The advice remains live comfortably in medical school and residency and take a more traditional approach. Anything else is non-traditional for a reason: it has significant risk. The reason our advice is what it is, is because you'll have enough money to do literally anything you want at any point in your life once you become an attending within reason. Big house? Yes. Crazy car? Sure. Wild vacations? Frequently. Massive retirement account? Yup. You'll get all of those without trying to squeeze money out of loans and leverage loan money in the stock market. So why is the added risk, work, and discomfort of living like you're in undergrad for a really long time necessary when you'll get all of those things that lots of money gets you anyway?
 
One other thing that hasn't really been mentioned is that one could construe this as being immoral. You would be deliberately taking extra money from the government in order to abuse a program that would allow forgiveness (likely beyond its original intent) at the expense of the taxpayers, 99% of whom will make less money then you ever will.
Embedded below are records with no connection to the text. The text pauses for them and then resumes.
PR #1126, opened 2018-03-01
[WIP] wagtail 2.0 + auto-upgrade changes

Pomax:
upgrading wagtail to 2.0


network-api/networkapi/management/commands/heroku_release.py
```diff
@@ -1,16 +1,16 @@
-from django.core.management.base import BaseCommand
```
Pomax: I think this is because I did a global CR+LF => LF line ending replacement... were CR+LF crucial here?

network-api/networkapi/management/commands/update_site_domain.py
```diff
@@ -1,11 +1,11 @@
...
-
-
-class Command(BaseCommand):
-    help = 'update the default django site domain to localhost:8000'
-
-    def handle(self, *args, **options):
-        site = Site.objects.get(id=1)
-        site.domain = 'localhost:8000'
-        site.save()
+from django.core.management.base import BaseCommand
```
Pomax: I think this is because I did a global CR+LF => LF line ending replacement... were CR+LF crucial here?

network-api/networkapi/utility/middleware.py
```diff
@@ -1,30 +1,30 @@
-from django.http.response import HttpResponseRedirectBase
```
Pomax: I think this is because I did a global CR+LF => LF line ending replacement... were CR+LF crucial here?

network-api/networkapi/management/commands/heroku_release.py
cadecairos: probably not

PR #1149, opened 2018-03-05
redirected /fellowship to /fellowships

mmmavis:
As suggested in https://github.com/mozilla/foundation.mozilla.org/pull/996#pullrequestreview-100604752

### DIFF
--- a/network-api/networkapi/urls.py
+++ b/network-api/networkapi/urls.py
@@ -41,13 +41,11 @@ urlpatterns = list(filter(None, [
     url(r'^wagtail/', include(wagtail_urls))
     if settings.ENABLE_WAGTAIL else None,
 
+    url(r'^fellowship/(?P<path>.*)', RedirectView.as_view(
+        url='/fellowships/%(path)s',
+        query_string=True
+    )),
     url(r'^soc/', include('social_django.urls', namespace='social')),
-
-    # Don't remove this redirect until Fellowships pages are live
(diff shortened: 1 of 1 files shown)


network-api/networkapi/urls.py
```diff
@@ -41,14 +41,12 @@
     url(r'^wagtail/', include(wagtail_urls))
     if settings.ENABLE_WAGTAIL else None,
 
+    url(r'^fellowship/(?P<path>.*)', RedirectView.as_view(
+        url='/fellowships/%(path)s',
+        query_string=True
+    )),
```
mmmavis: not sure if I need to add an extra line in between these 2 lines?

network-api/networkapi/urls.py
```diff
@@ -41,14 +41,12 @@
...
     url(r'^soc/', include('social_django.urls', namespace='social')),
```
cadecairos: please drop this line too, it's a dupe of line 33

network-api/networkapi/urls.py
cadecairos: nope, not unless pep8 says we need it

mmmavis: weird, thought i deleted it 👀

network-api/networkapi/urls.py
mmmavis: weird, thought i deleted it 👀

Issue #1199, opened 2018-03-16
[Fellowship Mini Site QA] Fellowship Directory


taisdesouzalessa:
### Issue
Currently, in our [Directory Page](https://foundation.mozilla.org/fellowships/directory/), once users click on the button "See Fellows for Previous Years" they are taken to [a page](https://foundation.mozilla.org/fellowships/directory/archive/) that has all Fellows, from all years, including 2018. The problem is that this behavior doesn't match the expectation of the title "See Fellows from Previous Years"

### Solution
Change the [archive page](https://foundation.mozilla.org/fellowships/directory/archive/) to display Fellows from 2017 and before that, as proposed in [the comp](https://invis.io/ZJ9YTAGEA#/276734822_v2-FellowshipsUI_-_Fellows_Directory_Specific_Program_Page).

cc: @alanmoo @community-impact for visibility

gvn:
This is on prod now if you want to verify, @taisdesouzalessa !

taisdesouzalessa:
It looks great!! Yay, thank you so much @gvn :)

PR #1200, opened 2018-03-16
Change the archive page to display Fellows from 2017 and before that …

gvn:
Related issue: #1199

### DIFF
--- a/source/js/fellowships.js
+++ b/source/js/fellowships.js
@@ -6,9 +6,11 @@ import ReactDOM from 'react-dom';
 import Person from './components/people/person.jsx';
 import LoadingIndicator from './components/loading-indicator/loading-indicator.jsx';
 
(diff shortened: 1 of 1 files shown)


source/js/fellowships.js
```diff
@@ -136,7 +138,7 @@ function renderFellowsOnDirectoryByTypePage() {
   getFellows({}, fellows => {
     let fellowsByYear = groupFellowsByAttr(`program_year`, fellows);
 
-    let sections = Object.keys(fellowsByYear).sort().reverse().map(year => {
+    let sections = Object.keys(fellowsByYear).filter((year) => parseInt(year, 10) !== CURRENT_YEAR).sort().reverse().map(year => {
```
alanmoo: Can you make this `< CURRENT_YEAR`?

gvn: That is effectively the same thing though?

You would hardly be the first person to abuse US tax or government programs, but that doesn't make it right.
 
One other thing that hasn't really been mentioned is that one could construe this as being immoral. You would be deliberately taking extra money from the government in order to abuse a program that would allow forgiveness (likely beyond its original intent) at the expense of the taxpayers, 99% of whom will make less money then you ever will. You would hardly be the first person to abuse US tax or government programs, but that doesn't make it right.
WCI has talked about this on his last two episodes. It technically goes against the agreement signed when accepting the loans.
 
So it would be alright if I chose to live in luxury apartments (extra $600 vs what I pay) like most of my classmates, and lease a new car (our school budgets $7k for transportation) vs being frugal with these two expenses (and others) and saving the rest
You agree to use these funds for living and school.

Will there be repercussions of not abiding from these rules? Unlikely. But you would be breaching a contract and making a questionable moral decision.
 
I didn’t qualify for any merit aid (less than 10% of our class got some) but did get one tiny need-based (~5% of tuition). Better than most I guess.

where’s the best place to find external scholarships? I did get some in undergrad but they seem non-existent for med school
@dartaniandoc and @WhatAreMyChancesFriends on the external scholarships question:

Most scholarships are going to come from your school, but sometimes you have to apply.
Also look over the websites of your state medical society and county medical societies. They will often sponsor scholarships for students already in med school, sometimes for minority students or students meeting other criteria like place of residence, community outreach, essay contest, etc.